# Clavier physique et clavier virtuel sous Pages (iPad)



## odoacre (23 Janvier 2013)

Bonjour à toutes et à tous,

L'exposé du problème d'abord : je suis professeur et j'utilise mon ipad pour "écrire" au tableau. J'ouvre alors un fichier Pages et je tape ce dont j'ai besoin : le tout est vidéoprojeté en mode paysage (le mode portrait ne convient pas).

Le "hic" c'est que le clavier virtuel envahit la moitié de l'écran vidéoprojeté ! Je me pose donc la question d'acheter un clavier physique (qui me permettrait, en plus, de taper plus vite)... 
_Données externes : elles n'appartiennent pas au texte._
PR #4124, opened 2020-03-16
Allow configuring console to use impersonation

### LINKED ISSUE #4117: Support user impersonation in console
**Overview**

It is currently not possible to use the console when installing EnMasse on a managed Kubernetes service, or if one wishes to use an OIDC provider without having to configure the Kubernetes API server with that provider.

To handle that, the console server could support impersonation of users, so that instead of using the user token to authorize, impersonation headers are used instead.

**Design**

To enable this feature, the ConsoleService CRD would be extended:

```
.spec.impersonation # Enables impersonation mode - default header settings are used
.spec.impersonation.userHeader # Customize which header from oauth-proxy to use as 'user' header. Default is X-Forwarded-User
```

When this is enabled, the oauth-proxy will get an extra flag '-pass-basic-auth' which will set the headers 'X-Forwarded-User', 'X-Forwarded-Email' and 'X-Forwarded-Preferred-Username'. the impersonation.userHeader setting can be used to select which of these headers should be used as the user being impersonated.

If impersonation is enabled, the console-server will configure the clients it uses in 'server/handler.go' so that they use impersonation rather than the user token.

lulf:
### Type of change

- Enhancement / new feature

### Description

This extends the consoleservice configuration with settings to control
the use of impersonation of the console (disabled by default).

Fixes #4117 

### Checklist

- [ ] Update documentation
- [x] Update CHANGELOG.md


lulf:

templates/console-server/020-ClusterRole-console-server.yaml
```diff
@@ -11,3 +11,6 @@ rules:
   - apiGroups: [ "" ]
     resources: [ "namespaces" ]
     verbs: [ "get", "list", "watch" ]
+  - apiGroups: [ "authorization.k8s.io" ]
+    resources: [ "subjectaccessreviews" ]
```
k-wall: what part does this play?  I don't see a change making a subjectaccessreviews.

templates/crds/consoleservices.crd.yaml
```diff
@@ -60,6 +60,17 @@ spec:
               type: string
             host:
               type: string
+            impersonation:
+              type: object
+              description: "Enable impersonation as the mechanism for authorizing user actions. For impersonation to work, it is important to also grant the console-server permissions to impersonate users."
```
k-wall: How exactly is the ability to impersonate enabled?  My own curiosity and should we include a pointer to the relevant part of the kubernetes documentation in the EnMasse kubernetes docs?

templates/console-server/020-ClusterRole-console-server.yaml
lulf: It was something I added earlier as I was changing it to use subjectaccessreviews when using impersonation. However, that seems to no longer be necessary, so I've removed that now. THanks!

templates/crds/consoleservices.crd.yaml
lulf: What I have not yet done is to add some docs on how to use this. To be able to impersonate, the console-server service-account must be granted 'impersonate' verb on a resource named 'users'. However, this permission is considered very broad, and not something I think we should add to the default permissions. 

I was thinking that having that role + rolebinding in a separate 'example-console' folder or something, and then refer to that in the documentation. Wdyt? Agreed on referring the kubernetes docs.

pkg/consolegraphql/accesscontroller/access_controller.go
```diff
@@ -91,6 +91,7 @@ func (k *kubernetesRbac) CanRead(obj interface{}) (bool, error) {
 			Resource:  plural.Resource, // Resource is Kind
 			Version:   gvk.Version,
 			Namespace: o.Name,
+			Name:      o.Name,
```
k-wall: when I wrote access_controller.go, i was guided by what `oc auth can-i get namespaces --loglevel=9` did.  It passes only the `namespace` field and not the `name`.

pkg/consolegraphql/server/handler.go
```diff
@@ -32,19 +33,32 @@ const loggedOnUserSessionAttribute = "loggedOnUserSessionAttribute"
...
 	return http.HandlerFunc(func(rw http.ResponseWriter, req *http.Request) {
 		var state *RequestState
 
-		accessToken := getAccessToken(req)
 		useSession := true
 		if healthProbe, _ := strconv.ParseBool(req.Header.Get("X-Health")); healthProbe {
 			useSession = false
 		}
 
+		accessToken := getAccessToken(req)
```
k-wall: In the impersonating case, whose accessToken is it?

pkg/consolegraphql/accesscontroller/access_controller.go
lulf: `oc auth can-i get namespaces --loglevel=9` checks if you can 'get' namespaces in general, but not a specific namespace, which is the permission I was using.

If you create a role using resources: ["namespaces"] and resourceNames: ["foo"] to grant permissions to a single namespace, then omitting the 'Name' in the ssar will cause it to fail.

pkg/consolegraphql/server/handler.go
lulf: The console-server service-account

lulf: It is still the token forwarded by the oauth proxy, but its not passed on to the kubernetes client if impersonation is configured (kube client uses the service-account token by default I think). If my understanding of the code is correct, the accessToken in impersonation case would only be used to keep track of the session.

pkg/consolegraphql/accesscontroller/access_controller.go
k-wall: so that would sound like an existing defect against 0.31?  however, I know we test case where the user has access to a only a single namespace and the namespace filtering works as expected.

k-wall:
Keep in mind that the accessToken is propagated down to the agent over a AMQP SASL X-OAUTH exchange to allow the user to perform operations such as purge.

pkg/consolegraphql/accesscontroller/access_controller.go
lulf: I'll check if this is only a problem for Kubernetes or not. I think that if the namespace is created by the user, then you automatically get some permissions applied. In my case, the namespace is created by someone else, and the user has no permissions at all to begin with.

lulf:
@k-wall So I wonder how best to handle agent authentication in this case. I was thinking that ideally the impersonation headers would be forwarded to agent as well. However, I feel that granting agent impersonation privileges is a bit excessive and I'm not sure if there is a way to pass such properties in the SASL handshake.

Another alternative is to have console-server pass its own token to agent, and the agent would essentially always allow any operation that console-server could make. This would effectively disable finer-grained permissions for users I guess, but maybe thats acceptable for now.

templates/crds/consoleservices.crd.yaml
lulf: @k-wall I've confirmed that this issue happens on OpenShift as well. If I create a user 'test1', and then apply the following as a cluster-admin user: 

```
---
apiVersion: v1
kind: Namespace
metadata:
  name: test1
---
kind: ClusterRole
metadata:
  labels:
    app: enmasse
  name: test1
rules:
  - apiGroups: [ "" ]
    resources: [ "namespaces" ]
    resourceNames: [ "test1" ]
    verbs: [ "get" ]
---
kind: ClusterRoleBinding
metadata:
  name: test1
  labels:
    app: enmasse
roleRef:
  kind: ClusterRole
  name: test1
subjects:
- kind: User
  name: user1
```

The 'test1' user is unable to see the namespace. However, if I modify the console-server to pass the Name in addition to Namespace, it works. I've raised a PR with a fix https://github.com/EnMasseProject/enmasse/pull/4133

lulf:
@k-wall I've gone ahead and made use of the username field in the sasl handshake. If non-empty, it signals that impersonation should be used.

Moreover, I changed agent to use TokenReviews for authenticating users, as the user api does not exist on Kubernetes (and consequently users cannot use purge functionality on Kubernetes). 

I considered either having an environment variable specifying if openshift or kubernetes is used, or doing a fallback to tokenreviews. However, since the clusterrole tokenreview would have to be applied to the agent service account anyway, I figured it would probably be ok to always use tokenreviews.

lulf:

pkg/consolegraphql/server/handler.go
k-wall: The think the session tracking would need to be keyed on the impersonation info.  The session tracking is required because when a user logs out of oauth-proxy,  there console-server session will live on.  The the session tracking was absent, if the same browser (same cookies) was used to authenticate a different user, the new user would pickup the old user's  console server session.

pkg/consolegraphql/resolvers/resolver_user.go
```diff
@@ -19,12 +19,24 @@ func (r *queryResolver) Whoami(ctx context.Context) (*v1.User, error) {
...
+		if requestState.ImpersonateUser {
+			return &v1.User{
+				ObjectMeta: metav1.ObjectMeta{
+					Name: requestState.User,
+				},
+				FullName:   requestState.User,
+				Identities: []string{requestState.User},
+			}, nil
+		} else {
+			// TODO: Use TokenReview's?
```
k-wall: Ah, I see you'd spotted my mistake here #4172

pkg/consolegraphql/server/handler.go
lulf: @k-wall I've updated the PR and added impersonated user to the sha digest.

lulf:

lulf:
@enmasse-ci run tests profile=shared testcase=web.FirefoxConsoleTest

lulf:

lulf:

documentation/modules/proc-configure-external-openid-connect-for-kubernetes.adoc
```diff
@@ -0,0 +1,63 @@
+// Module included in the following assemblies:
+//
+// assembly-configuring.adoc
+
+[id='config-external-openid-connect-for-kubernetes']
+= Configuring {ProductName} Console to use cluster OpenID Connect
```
k-wall:
```suggestion
= Configuring {ProductName} Console to use external OpenID Connect
```

templates/example-console/020-ClusterRole-console-server-impersonate.yaml
```diff
@@ -0,0 +1,10 @@
+apiVersion: rbac.authorization.k8s.io/v1
+kind: ClusterRole
+metadata:
+  labels:
+    app: enmasse
+  name: enmasse.io:console-server-impersonation
+rules:
+  - apiGroups: [ "" ]
+    resources: [ "users" ]
+    verbs: [ "impersonate "]
```
k-wall:
```suggestion
    verbs: [ "impersonate"]
```

templates/example-console/020-ClusterRole-console-server-impersonate.yaml
```diff
@@ -0,0 +1,10 @@
+apiVersion: rbac.authorization.k8s.io/v1
+kind: ClusterRole
+metadata:
+  labels:
+    app: enmasse
+  name: enmasse.io:console-server-impersonation
```
k-wall:
```suggestion
  name: enmasse.io:console-server-impersonate
```

lulf:
@k-wall thanks for the typo fixes. I honestly don’t know how those got in as I tested this with the sandbox. Hope you didn’t spent a lot of time figuring that one out.

pkg/controller/consoleservice/consoleservice_controller.go
```diff
@@ -866,6 +866,13 @@ func applyDeployment(consoleservice *v1beta1.ConsoleService, deployment *appsv1.
 			install.RemoveEnv(container, "HTTP_SESSION_IDLE_TIMEOUT")
 		}
 
+		if consoleservice.Spec.Impersonation != nil {
+			install.ApplyEnvSimple(container, "IMPERSONATION_ENABLE", "true")
+			if consoleservice.Spec.Impersonation.UserHeader != "" {
+				install.ApplyEnvSimple(container, "IMPERSONATION_USER_HEADER", consoleservice.Spec.Impersonation.UserHeader)
+			}
+		}
```
k-wall:
```suggestion
		} else {
			install.RemoveEnv(container, "IMPERSONATION_ENABLE")
		}
```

Mais, n'en ayant pas, je ne peux vérifier la chose suivante :
quand on tape sur un clavier physique relié en bluetooth à l'iPad, le clavier virtuel apparaît-il quand même sous Pages ? (ce qui me fait douter : quand on fait disparaître le clavier virtuel, le curseur disparait)

Merci pour vos réponses.


----------



## ergu (23 Janvier 2013)

J'ai le dock-clavier pour iPad : quand le iPad est posé dessus, le clavier virtuel n'apparaît pas (et la frappe est effectivement bien plus rapide et agréable qu'avec le virtuel)

J'ai fait un essai une fois avec un clavier bluetooth et il me semble que c'était pareil.


----------



## odoacre (23 Janvier 2013)

Petite précision : je suis intéressé par le clavier Bluetooth K760 de Logitech.


----------



## pepeye66 (23 Janvier 2013)

Tout clavier physique connecté en Bluetooth à l'iPad fera disparaitre le clavier interne.
j'ai le clavier "Ultrathin Cover" de Logitech et ça se passe ainsi.

Donc, rien à craindre.


----------



## odoacre (25 Janvier 2013)

Merci pour vos réponses ! Je suis rassuré et j'ai pu commander l'esprit serein.


----------



## PDD (27 Janvier 2013)

Avec le mien je perds le correcteur automatique et il est plus lent que le clavier virtuel.


----------



## pepeye66 (27 Janvier 2013)

PDD a dit:


> Avec le mien je perds le correcteur automatique et il est plus lent que le clavier virtuel.



Peux tu nous en dire plus (marque-produit) ?


----------



## dada69 (29 Janvier 2013)

le clavier sans fil des imac va parfaitement


----------